Fenfluramine May Reduce Seizures in Some Severe Epilepsies
Source: Seizure
Summary
What was studied
This paper combined results from 20 studies of fenfluramine in people with developmental and epileptic encephalopathies (DEEs), a group of severe epilepsy conditions. In total, 1,387 patients were included. The studies looked at how well fenfluramine reduced seizures in different syndromes and age groups, and whether benefits seemed to last over time.
The strongest evidence was in Dravet syndrome. The review also included people with Lennox-Gastaut syndrome, some other DEEs, and adults, but there were fewer data in these groups. Four studies were randomized trials and 16 were observational studies.
What they found
Across all included studies, pooled estimates were 64.8% of patients with at least a 50% drop in seizures, 41.6% with at least a 70% drop, and 11.4% who became seizure-free. About 16.7% had minimal or no benefit.
Results differed by syndrome. Fenfluramine showed lower response estimates in Lennox-Gastaut syndrome than in Dravet syndrome, especially at the 50% and 70% seizure-reduction thresholds.
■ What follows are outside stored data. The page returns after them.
Issue #1207, opened 2019-12-16
No module named 'regex._regex'; 'regex' is not a package


jonasrk:
Traceback (most recent call last):
  File "/usr/local/bin/black", line 5, in <module>
    from black import patched_main
  File "/usr/local/lib/python3.8/site-packages/black.py", line 15, in <module>
    import regex as re
  File "/usr/local/lib/python3.8/site-packages/regex.py", line 402, in <module>
    import _regex_core
  File "/usr/local/lib/python3.8/site-packages/_regex_core.py", line 21, in <module>
    import regex._regex as _regex
ModuleNotFoundError: No module named 'regex._regex'; 'regex' is not a package

daviddavis:
I'm hitting the same thing. I can reproduce this without black too just by opening a repl:

```
>>> import regex as re
Traceback (most recent call last):
  File "<stdin>", line 1, in <module>
  File "/usr/local/lib/pulp/lib64/python3.7/site-packages/regex.py", line 402, in <module>
    import _regex_core
  File "/usr/local/lib/pulp/lib64/python3.7/site-packages/_regex_core.py", line 21, in <module>
    import regex._regex as _regex
ModuleNotFoundError: No module named 'regex._regex'; 'regex' is not a package
```

jonasrk:
@daviddavis So it's the fault of https://pypi.org/project/regex/ ?

daviddavis:
Yea, if I use/pin regex to version 2019.11.1, everything works fine. So I think it's regex 2019.12.9.

bavedarnow:
Looks like they were doing some work recently that may have caused this: https://bitbucket.org/mrabarnett/mrab-regex/commits/all

mikegrima:
Seeing this now with moto: https://travis-ci.org/spulec/moto/jobs/625868515?utm_medium=notification&utm_source=github_status

TomFaulkner:
Will there be a release for this fix? Timeframe?

If not I can pin the requirement in my team's requirements file, just want to know whether I should or just wait a bit.

basnijholt:
Getting the same thing on [Azure](https://dev.azure.com/python-adaptive/adaptive/_build/results?buildId=1098&view=logs&jobId=08e0ed61-b128-5dfb-7579-151be2198b56&j=08e0ed61-b128-5dfb-7579-151be2198b56&t=7266cf22-1be8-5698-35ef-b3176c13f1f2).

I wonder what happened. Anyone knows?

[...]

PR #1208, opened 2019-12-16
Pin regex dependency

daviddavis:
Pin the regex dependency to the last known good release. I would use a y
release but it doesn't appear that regex is using sematic versioning.
Also, it appears that the 2019.12.9 release may have issues (although it
could just be improper packaging of the wheel). See related issue
https://github.com/psf/black/issues/1207.


JelleZijlstra:
Thanks! I decided to go with the alternative approach in #1208 instead.

PR #1209, opened 2019-12-16
Skip the broken version of regex

hugovk:
Fixes https://github.com/psf/black/issues/1207

Hopefully the next release will fix https://bitbucket.org/mrabarnett/mrab-regex/issues/349/no-module-named-regex_regex-regex-is-not-a.


JelleZijlstra:
Thanks! I decided to go with this approach instead of #1208 so that in the future we don't force users who install Black together with other packages into a specific version of `regex`.

PR #1210, opened 2019-12-19
Notify users of missing Python lazily

pganssle:
Currently this message shows up with no context prior to the start of Vim. By changing this to a lazy message, the user will only be notified of a problem with the Black plugin when they are attempting to use the Black plugin.

Another possible option would be to do what YCM does, and warn in the status bar *after* vim has started, but I figured this is the most targeted at the relevant users.


ambv:
Thanks! ✨ 🍰 ✨

PR #1215, opened 2019-12-28
black.vim: Allow user to suppress output from successful reformats

keggsmurph21:
This patch adds the ability for users to `let g:black_quiet = 1` to
suppress output on `Reformatted in ...` and `Already well formatted ...`
messages.


JelleZijlstra:
I don't use the vim plugin myself, but it looks like this may be unnecessary now because the plugin now uses the config file, where people can put `quiet = True`?

keggsmurph21:
Awesome!  That does what I need, thanks :^)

Other DEEs had high response point estimates, but those numbers were informed by only a few studies, so they are less certain.
Adults had a higher estimated seizure-free rate than mixed-age or pediatric groups, but the authors caution that this should be interpreted in light of Dravet syndrome predominance and age-related changes in seizure burden in Dravet syndrome. Longer follow-up, mostly in Dravet syndrome, did not suggest a systematic loss of benefit over time.
Limits of the evidence
This study is a systematic review and meta-analysis, so it combines earlier studies rather than testing the drug directly in one new trial. Most of the evidence came from observational studies rather than randomized trials, which can make results more vulnerable to differences in who was treated and how outcomes were measured.
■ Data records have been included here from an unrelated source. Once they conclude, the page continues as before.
PR #1224, opened 2020-01-08
greedy creation of CACHE_DIR

AlJohri:
`pygram.initialize(CACHE_DIR)` has an explicit dependency on CACHE_DIR existing.

This code gets run the first time the library gets used and it tries to dump the cache files in the cache folder:
https://github.com/psf/black/blob/1ab87a3f67bc80a2e59be2692f2e2f25dd143af7/blib2to3/pgen2/driver.py#L194-L202

This fails since the `CACHE_DIR` only gets generated when the CLI is run for the first time

### DIFF
--- a/black.py
+++ b/black.py
@@ -60,7 +60,7 @@ DEFAULT_LINE_LENGTH = 88
 DEFAULT_EXCLUDES = r"/(\.eggs|\.git|\.hg|\.mypy_cache|\.nox|\.tox|\.venv|\.svn|_build|buck-out|build|dist)/"  # noqa: B950
 DEFAULT_INCLUDES = r"\.pyi?$"
 CACHE_DIR = Path(user_cache_dir("black", version=__version__))
-
+CACHE_DIR.mkdir(parents=True, exist_ok=True)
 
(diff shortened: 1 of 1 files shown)


AlJohri:
Alternatively we can move this code into `pgen2.driver.load_grammar` right before it tries to do `g.dump(gp)`. Let me know how you want to proceed.

JelleZijlstra:
I'd generally prefer if we minimize the side effects of just importing Black, because people may end up importing Black in applications that don't necessarily end up needing the cache directory.

AlJohri:
While I agree with the sentiment, it's already trying to write to disk on import. I don't know too much about the internals of black, but a decent compromise could be just adding the `mkdir` inside of that `if force...` block where it already writes to disk. I chose not to do that for this PR since I wasn't sure whether we wanted to edit a vendored dependency.

JelleZijlstra:
It's OK to edit blib2to3; we've changed it heavily already.

AlJohri:
Great, I will create a new PR with the updated `blib2to3`.

Issue #517, opened 2018-09-18
Non-prerelease black release


lig:
It looks like Black is stable enough at the moment to release it as `stable` to PyPI. There are plenty of tools and integrations already which rely on `black` package and the fact that it is still in `prerelease` state sometime causes inconveniences, i.e. using it with `pipenv` forces `allow_prereleases` flag to be set to `true`.

ambv:
This will happen soon, you're right. We'll be releasing one last (planned) beta, and then an RC of a stable release.

gforcada:
@ambv not to be pushy/disrespectful, but is that *soon*, actually soon? :sweat_smile:

ambv:
Right. Surely before Christmas, likely not in November though.

Aareon:
Looking forward to this as `pipenv` screams if you try to install without the `--pre` flag

Aareon:
I agree. Being able to streamline Black with other development tools is a huge plus. Black is currently a MUST in all of my projects.

lig:
@ambv Merry Christmas!:)

dimaqq:
Please? 🙏

dyve:
See also 
https://github.com/alanhamlett/pip-update-requirements/issues/23#issuecomment-456661501

This means we cannot update black in `requirements.txt` with pur.

A non-beta version would be much appreciated.

Utsav2:
Black at `HEAD` has a fix for issue 282, and we can't beta test it at Dropbox until there's a release with that issue fixed. Please consider creating a new release soon.

Peque:
@ambv Friendly ping. :innocent:

fernandezpablo85:
@ambv friendlier ping

max-wittig:
@ambv even friendlier ping :P

hugovk:
> Give the last beta a serious spin for the remainder of March! I'll tag the first stable release in early April.

https://twitter.com/llanga/status/1106247630370283523

dimaqq:
Cheers @hugovk , it does feel like formatting got pretty stable in `black`:
2 lines changed in 100KLOC codebase with the latest release :)

tribals:
Any changes on this?

zsol:
I hear @ambv loves making stable releases in April, so I have high hopes ;)

ambv:
FYI, we are sprinting on Black at PyCon now with the target stable release at some point right after.

max-wittig:
[...]

PR #1236, opened 2020-01-20
Remove deprecated  --py36 option

hugovk:
The `--py36` option was deprecated in Black 19.3b0 (https://github.com/psf/black/pull/750):

> deprecated `--py36` (use `--target-version=py36` instead) (#724)

https://github.com/psf/black#193b0

It's been a year since it was deprecated, and has been deprecated in two releases (19.3b0 and 19.10b0).

Is it now time to remove the deprecation?

At least I think it would be good to remove before the non-prerelease Black release (https://github.com/psf/black/issues/517), and whilst still in beta too.

### DIFF
--- a/.pre-commit-config.yaml
+++ b/.pre-commit-config.yaml
@@ -18,7 +18,7 @@ repos:
         additional_dependencies: [flake8-bugbear]
 
   - repo: https://github.com/pre-commit/mirrors-mypy
-    rev: v0.740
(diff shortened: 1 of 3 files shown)


JelleZijlstra:
I agree that it's time for this, but there's a complex merge conflict now (sorry for the wait!).

hugovk:
Merge conflict resolved!

PR #2379, opened 2021-07-18
Additional refactors based on the PR #2206

Anselmoo:
Additional refactors based on the PR #2206

### DIFF
--- a/src/black/linegen.py
+++ b/src/black/linegen.py
@@ -833,6 +833,7 @@ def maybe_make_parens_invisible_in_atom(node: LN, parent: LN) -> bool:
 
     return True
 
+
 def _extracted_from_maybe_make_parens_invisible_in_atom_28(node, first, last, parent):
     middle = node.children[1]
     # make parentheses invisible
--- a/src/black/linegen.py
+++ b/src/black/linegen.py
@@ -423,10 +423,9 @@ def left_hand_split(line: Line, _features: Collection[Feature] = ()) -> Iterator
         ):
             current_leaves = tail_leaves if body_leaves else head_leaves
         current_leaves.append(leaf)
-        if current_leaves is head_leaves:
-            if leaf.type in OPENING_BRACKETS:
-                matching_bracket = leaf
-                current_leaves = body_leaves
+        if current_leaves is head_leaves and leaf.type in OPENING_BRACKETS:
+            matching_bracket = leaf
+            current_leaves = body_leaves
     if not matching_bracket:
         raise CannotSplit("No brackets found")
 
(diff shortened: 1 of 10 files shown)


src/black/linegen.py
```diff
@@ -812,35 +813,40 @@ def maybe_make_parens_invisible_in_atom(node: LN, parent: LN) -> bool:
...
-        if is_atom_with_invisible_parens(middle):
-            # Strip the invisible parens from `middle` by replacing
-            # it with the child in-between the invisible parens
-            middle.replace(middle.children[1])
+    return True
 
-        return False
 
-    return True
+def _extracted_from_maybe_make_parens_invisible_in_atom_28(node, first, last, parent):
```
JelleZijlstra, line 837: What does 28 mean here?

src/blib2to3/pgen2/conv.py
```diff
@@ -67,12 +67,10 @@ def parse_graminit_h(self, filename):
...
         self.symbol2number = {}
         self.number2symbol = {}
-        lineno = 0
-        for line in f:
-            lineno += 1
+        for lineno, line in enumerate(f, start=1):
             mo = re.match(r"^#define\s+(\w+)\s+(\d+)$", line)
             if not mo and line.strip():
-                print("%s(%s): can't parse %s" % (filename, lineno, line.strip()))
+                print("%s(%s): can't parse %s" % (filename, lineno+1, line.strip()))
```
JelleZijlstra, line 73: You need either this or the start=1 but not both.

src/black/parsing.py
```diff
@@ -102,8 +102,7 @@ def lib2to3_parse(src_txt: str, target_versions: Iterable[TargetVersion] = ()) -
 
 def lib2to3_unparse(node: Node) -> str:
     """Given a lib2to3 node, return its string representation."""
-    code = str(node)
-    return code
+    return str(node)
```
MarcoGorelli, line 105: just a suggestion - perhaps make separate PRs, one for anything totally non-controversial (like this), and another for things like factoring out `_extracted_from_maybe_make_parens_invisible_in_atom_28`?

Anselmoo: Sorry for the in `atom_28`, this was a passed issue!
I didn't know that you prefer separated PRs.  Go it

src/black/linegen.py
Anselmoo: Sorry, the number `28` is just a filler for the help-functions, but actually not needed

src/blib2to3/pgen2/conv.py
Anselmoo: Yes, you are right!

src/black/parsing.py
MarcoGorelli: I'm not a maintainer so it's not my call, but in general small and focused PRs are easier to review

PR #2380, opened 2021-07-18
Update editors.md

Andrew-Chen-Wang:
Make PyCharm integration docs less confusing


HassanAbouelela (commented):
I'm not quite sure if this change is due to some perceived enhancement in behavior, or if it's a purely cosmetic one. Removing the quotes had a negative effect, at least in my case, as it meant the file path was treated as multiple separate arguments when there was a space in the path. Having the quotes worked as expected.

Andrew-Chen-Wang:
Interesting; yes it was just cosmetics. Closing since it looks like it doesn't fully work across all version!

PR #2384, opened 2021-07-19
Stop changing return type annotations to tuples

### LINKED ISSUE #2381: Internal Error when formatting bracketed return annotations
**Describe the bug**

When formatting a `*.py` file with bracketed returns annotations the error below is returned:
```
error: cannot format test.py: INTERNAL ERROR: Black produced code that is not equivalent to the source on pass 1.  Please report a bug on https://github.com/psf/black/issues.  This diff might be helpful: /var/folders/9m/cps802s92k77tpy3z1w56hxr0000gn/T/blk_fu7q8w3k.log
```

**To Reproduce**

For example:
`test.py`
```
import typing

returning_a_deeply_nested_import_of_a_type = str

def some_method_with_a_really_long_name() -> (
    returning_a_deeply_nested_import_of_a_type
):
    pass

```

run `black -l 79` on the above file

**Expected behavior**

The file is formatted and the bracketed form is maintained.

- Version: main
- OS and Python version: macOS v11.4/Python 3.9.4

<!-- To answer this, you have two options:

Yes with the error:
```
INTERNAL ERROR: Black produced code that is not equivalent to the source on pass 1.  Please report a bug on https://github.com/psf/black/issues.  This diff might be helpful: /tmp/blk_aa17x_pj.log

--- src
+++ dst
@@ -47,17 +47,23 @@
         )  # /Pass
       decorator_list=
       name=
         'some_method_with_a_really_long_name',  # str
       returns=
-        Name(
+        Tuple(
           ctx=
             Load(
             )  # /Load
-          id=
-            'returning_a_deeply_nested_import_of_a_type',  # str
-        )  # /Name
+          elts=
+            Name(
+              ctx=
+                Load(
+                )  # /Load
+              id=
+                'returning_a_deeply_nested_import_of_a_type',  # str
+            )  # /Name
+        )  # /Tuple
       type_comment=
         None,  # NoneType
     )  # /FunctionDef
   type_ignores=
 )  # /Module
\ No newline at end of file
```

ichard26:
Fixes #2381.

---

This fixes a bug where a trailing comma would be added to a
parenthesized return type annotation changing its type to a tuple.
Here's one case where this bug shows up:

```python
def spam() -> (
    this_is_a_long_type_annotation_which_should_NOT_get_a_trailing_comma
):
    pass
```

The root problem was that the type annotation was treated as if it was
a collection (is_body=True to linegen::bracket_split_build_line) where
a trailing comma is usually fine. Now there's another check in the
aforementioned function to make sure the body it's operating on isn't
a parenthesized return type annotation before truly adding a trailing
comma.


JelleZijlstra:
Great find! I wonder if there are other syntactic contexts where this can happen, maybe a with statement on a really long variable name?

ichard26:
Ping! I'd appreciate some attention on this ^^

PR #2386, opened 2021-07-20
Replace for loop with list comprehension and set() with {}

monosans:


ichard26:
Thanks for the pull request, but I will be rejecting this as the readability improvement is basically zero IMO. The set() vs {...} form is 50-50 and honestly the for-loop -> list comprehension is worse (since the for-loop body is rather complicated). This doesn't outweigh the blame cost this has. And I don't believe these changes will have a negligible performance impact either.

PR #2398, opened 2021-07-24
Clarify contributing docs

JelleZijlstra:
"as configurable as gofmt" means little to people who haven't used gofmt.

The evidence was much stronger for Dravet syndrome than for Lennox-Gastaut syndrome, other DEEs, or adults. Some subgroup findings, especially for "other DEEs," were based on very few studies. Follow-up length also varied between studies, so long-term durability is still less certain outside Dravet syndrome.
Because the included conditions are heterogeneous, pooled averages may not apply equally to every syndrome or every patient.
For families and caregivers
For families, this review suggests that fenfluramine may provide clinically meaningful seizure reduction across DEEs, with the strongest evidence in Dravet syndrome. It also suggests that benefit may persist over time, although the best long-term evidence is mainly in Dravet syndrome.
At the same time, results were not the same across all syndromes. Families of children or adults with Lennox-Gastaut syndrome or rarer DEEs should know that the evidence is thinner and average benefit appears less certain than in Dravet syndrome.
What to watch next
More data, especially randomized studies and longer follow-up in adults, Lennox-Gastaut syndrome, and rarer DEEs, would help clarify how consistent and durable the benefits are across groups.
Terms in this summary
- developmental and epileptic encephalopathies
- A group of severe epilepsy conditions in which ongoing epileptic activity can contribute to worsening problems with development, behavior, movement, or thinking.
- Dravet syndrome
- A rare epilepsy syndrome that usually begins in infancy and often causes hard-to-control seizures and developmental problems.
- Lennox-Gastaut syndrome
- A severe epilepsy syndrome, often beginning in childhood, with multiple seizure types and developmental or behavioral difficulties.
- systematic review
- A study that carefully collects and summarizes all relevant research on a question.
- meta-analysis
- A method that combines results from multiple studies to estimate overall results.
- observational study
- A study where researchers observe what happens without randomly assigning treatment.
- randomized trial
- A study where participants are assigned by chance to different treatments, which usually gives stronger evidence.
- seizure freedom
- Having no seizures during the study period being measured.